Grayshift
- Industry: Mobile device forensics
- Founded: 2016
- Founder: David Miles Braden Thomas Justin Fisher Sean Larsson
- Fate: Merged with Magnet Forensics (2023)
- Website: magnetforensics.com

= Grayshift =

American mobile device forensics company

Grayshift is an American mobile device forensics company which makes a device named GrayKey to crack iPhones, iPads, and Android devices. In 2023, it merged with the Canadian firm Magnet Forensics.

== History ==
Grayshift was co-founded by David Miles, Braden Thomas, Justin Fisher, and Sean Larsson. The company is funded by private investors PeakEquity Partners and C&B Capital. As of 2023, it was majority controlled by investment firm Thoma Bravo.

Grayshift was founded in 2016, and as of 2018 was a privately held company based in Atlanta, Georgia, with fewer than 50 employees.

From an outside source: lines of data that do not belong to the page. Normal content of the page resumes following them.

PR #141, opened 2019-08-29
CRD's additionalPrinterColumns for kubectl get

guymguym:
Defined the additionalPrinterColumns using kubebuilder marker comments, see:
https://book.kubebuilder.io/reference/generating-crd.html

However, since the CRD's of the lib are not generated by kubebuilder, I manually applied this change to the crds file.

### DIFF
--- a/deploy/customResourceDefinitions.yaml
+++ b/deploy/customResourceDefinitions.yaml
@@ -19,6 +19,18 @@ spec:
   scope: Cluster
   subresources:
     status: {}
+  additionalPrinterColumns:
+  - JSONPath: .spec.storageClassName
+    description: StorageClass
+    name: StorageClass
+    type: string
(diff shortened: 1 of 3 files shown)


deploy/customResourceDefinitions.yaml
```diff
@@ -41,3 +53,27 @@ spec:
   scope: Namespaced
   subresources:
     status: {}
+  additionalPrinterColumns:
```
jeffvance: glad to see you're not bothering with the unused obc fields, Versioned, SSL, etc.

jeffvance:
LGTM

deploy/customResourceDefinitions.yaml
guymguym: I am bothered that it is not generated the go structures.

In 2023, it was announced that Grayshift would merge with the Canadian firm Magnet Forensics, following the latter's acquisition for $1.35 billion by investment firm Thoma Bravo, which also owned the majority of Grayshift at the time. The merger was completed later the same year.

== GrayKey ==
In 2017, rumors started to circulate that Grayshift had created a device able to unlock iPhones, following the Apple–FBI encryption dispute where US law enforcement agencies unsuccessfully tried to compel Apple to write software that would enable the government bypass these devices' security and unlock the phones.

The GrayKey product has been used by the FBI and U.S., British and Canadian local police forces. In 2022, the company stated that GrayKey was being used "by thousands of law enforcement and government defense agencies across 30 countries worldwide, including France, United Kingdom, Germany, Sweden, Spain, and Italy".

According to media reports, GrayKey costs US$15,000 to US$30,000 per copy depending on the functional options chosen. As of 2018, the device consisted of a gray box, 4 inches by 4 inches by 2 inches in size, with two Lightning cables. In 2022, photos of the "GrayKey 2.0" device were revealed in an FCC filing.

The GrayKey reportedly provides support retrieving information from iPhones running iOS 9 and later. Around 2019, Apple modified iOS so that external device connections must be authorized by the iPhone owner after it has been unlocked. On newer iPhone models, only unencrypted files and some metadata might be extracted. With earlier models, full data extraction, such as decrypting encrypted files, is possible. As of 2021, GrayKey was able to perform successful brute-force attack against iOS devices in some situations, with Grayshift being "constantly in a cat-and-mouse game with Apple", which continually works to fix the security exploits used by GrayKey. In 2022, Motherboard concluded that "while it's unclear exactly how it achieves it, GrayKey bruteforces the iPhone or Android phone's passcode and unlocks it—essentially hacking the phone—allowing customers to access and extract data from the phones."

In 2018, hackers obtained the GrayKey source code, and attempted to extort a payment of 2 bitcoins from Grayshift after leaking "small chunks of code".

GrayKey with Android support was released in early 2021. According to a March 2024 announcement, Graykey has "full support" for iOS 17 devices, Samsung's Galaxy S24 smartphones, and Google's Pixel 6 and Pixel 7 devices.